▶ **Task goal**: Go through the material and pull out every line with the string "waitForShutdown" in it.

▶ **Given records**:
PR #3570, opened 2022-12-07
Use tasklist instead of checking the lockfile.

### LINKED ISSUE #3568: Use tasklist to determine if RD is still running on Windows

ericpromislow:
Also some refactoring to reduce function signature size.

Fixes #3568

### DIFF
--- a/src/go/rdctl/pkg/factoryreset/factory_reset_windows.go
+++ b/src/go/rdctl/pkg/factoryreset/factory_reset_windows.go
@@ -17,7 +17,9 @@ limitations under the License.
 package factoryreset
 
 import (
+	"encoding/csv"
 	"fmt"
+	"io"
 	"io/ioutil"
 	"os"
 	"os/exec"
@@ -38,6 +40,34 @@ var (
 	pKernel32      = windows.NewLazySystemDLL("kernel32.dll")
 	pEnumProcesses = pKernel32.NewProc("K32EnumProcesses")
 )
+
+// CheckProcessWindows - returns true if Rancher Desktop is still running, false if it isn't
+// along with an error condition if there's a problem detecting that.
+//
+// It does this by calling `tasklist`, the Windows answer to ps(1)
+
+func CheckProcessWindows() (bool, error) {
+	cmd := exec.Command("tasklist", "/NH", "/FI", "IMAGENAME eq Rancher Desktop.exe", "/FO", "CSV")
+	cmd.SysProcAttr = &syscall.SysProcAttr{CreationFlags: CREATE_NO_WINDOW}
+	allOutput, err := cmd.CombinedOutput()
+	if err != nil {
+		return false, fmt.Errorf("Failed to run %q: %w", cmd, err)
+	}
+	r := csv.NewReader(strings.NewReader(string(allOutput)))
+	for {
+		record, err := r.Read()
+		if err != nil {
+			if err != io.EOF {
+				return false, fmt.Errorf("Failed to csv-read the output for tasklist: %w", err)
+			}
+			break
+		}
+		if record[0] == "Rancher Desktop.exe" {
+			return true, nil
+		}
+	}
+	return false, nil
+}
 
 // KillRancherDesktop terminates all processes where the executable is from the
 // Rancher Desktop application, excluding the current process.
--- a/src/go/rdctl/pkg/factoryreset/factory_reset_windows.go
+++ b/src/go/rdctl/pkg/factoryreset/factory_reset_windows.go
@@ -17,6 +17,7 @@ limitations under the License.
 package factoryreset
 
 import (
+	"bytes"
 	"encoding/csv"
 	"errors"
 	"fmt"
@@ -54,7 +55,7 @@ func CheckProcessWindows() (bool, error) {
 	if err != nil {
 		return false, fmt.Errorf("Failed to run %q: %w", cmd, err)
 	}
-	r := csv.NewReader(strings.NewReader(allOutput))
+	r := csv.NewReader(bytes.NewReader(allOutput))
 	for {
 		record, err := r.Read()
 		if err != nil {
--- a/src/go/rdctl/pkg/factoryreset/factory_reset_windows.go
+++ b/src/go/rdctl/pkg/factoryreset/factory_reset_windows.go
@@ -18,6 +18,7 @@ package factoryreset
 
 import (
 	"encoding/csv"
+	"errors"
 	"fmt"
 	"io"
 	"io/ioutil"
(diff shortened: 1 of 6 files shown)


src/go/rdctl/pkg/factoryreset/factory_reset_windows.go
```diff
@@ -39,6 +41,34 @@ var (
...
+	cmd.SysProcAttr = &syscall.SysProcAttr{CreationFlags: CREATE_NO_WINDOW}
+	allOutput, err := cmd.CombinedOutput()
+	if err != nil {
+		return false, fmt.Errorf("Failed to run %q: %w", cmd, err)
+	}
+	r := csv.NewReader(strings.NewReader(string(allOutput)))
+	for {
+		record, err := r.Read()
+		if err != nil {
+			if err != io.EOF {
```
mook-as, line 60: Please use `errors.Is` instead of comparing errors directly.

src/go/rdctl/pkg/factoryreset/factory_reset_windows.go
```diff
@@ -39,6 +41,34 @@ var (
...
+				return false, fmt.Errorf("Failed to csv-read the output for tasklist: %w", err)
+			}
+			break
+		}
+		if record[0] == "Rancher Desktop.exe" {
```
mook-as, line 65: We should check if `record` has any entries before dereferencing.

src/go/rdctl/pkg/shutdown/shutdown.go
```diff
@@ -17,34 +17,40 @@ limitations under the License.
...
 	"github.com/rancher-sandbox/rancher-desktop/src/go/rdctl/pkg/factoryreset"
 	"github.com/sirupsen/logrus"
 )
 
-func FinishShutdown(waitForShutdown bool) error {
+type ShutdownInfo struct {
+	waitForShutdown bool
+}
+
+func NewShutdownInfo(waitForShutdown bool) *ShutdownInfo {
```
mook-as, line 35: We're making a struct now so we can carry `waitForShutdown` around, right? It might be cleaner to convert `waitForAppToDieOrKillIt` to use a struct instead (since it doesn't get us anything as an API exposed to other packages).

src/go/rdctl/pkg/shutdown/shutdown.go
```diff
@@ -54,72 +60,51 @@ func FinishShutdown(waitForShutdown bool) error {
...
+func (s *ShutdownInfo) waitForAppToDieOrKillIt(checkFunc func() (bool, error), killFunc func() error, retryCount int, retryWait int, operation string) error {
+	for iter := 0; s.waitForShutdown && iter < retryCount; iter++ {
 		if iter > 0 {
 			logrus.Debugf("checking %s showed it's still running; sleeping %d seconds\n", operation, retryWait)
 			time.Sleep(time.Duration(retryWait) * time.Second)
 		}
-		if !checkFunc() {
+		status, err := checkFunc()
+		if err != nil {
+			return fmt.Errorf("checking operation %s => error %w", operation, err)
```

▶ **Task output**:
-func FinishShutdown(waitForShutdown bool) error {
+	waitForShutdown bool
+func NewShutdownInfo(waitForShutdown bool) *ShutdownInfo {
mook-as, line 35: We're making a struct now so we can carry `waitForShutdown` around, right? It might be cleaner to convert `waitForAppToDieOrKillIt` to use a struct instead (since it doesn't get us anything as an API exposed to other packages).
@@ -54,72 +60,51 @@ func FinishShutdown(waitForShutdown bool) error {
+	for iter := 0; s.waitForShutdown && iter < retryCount; iter++ {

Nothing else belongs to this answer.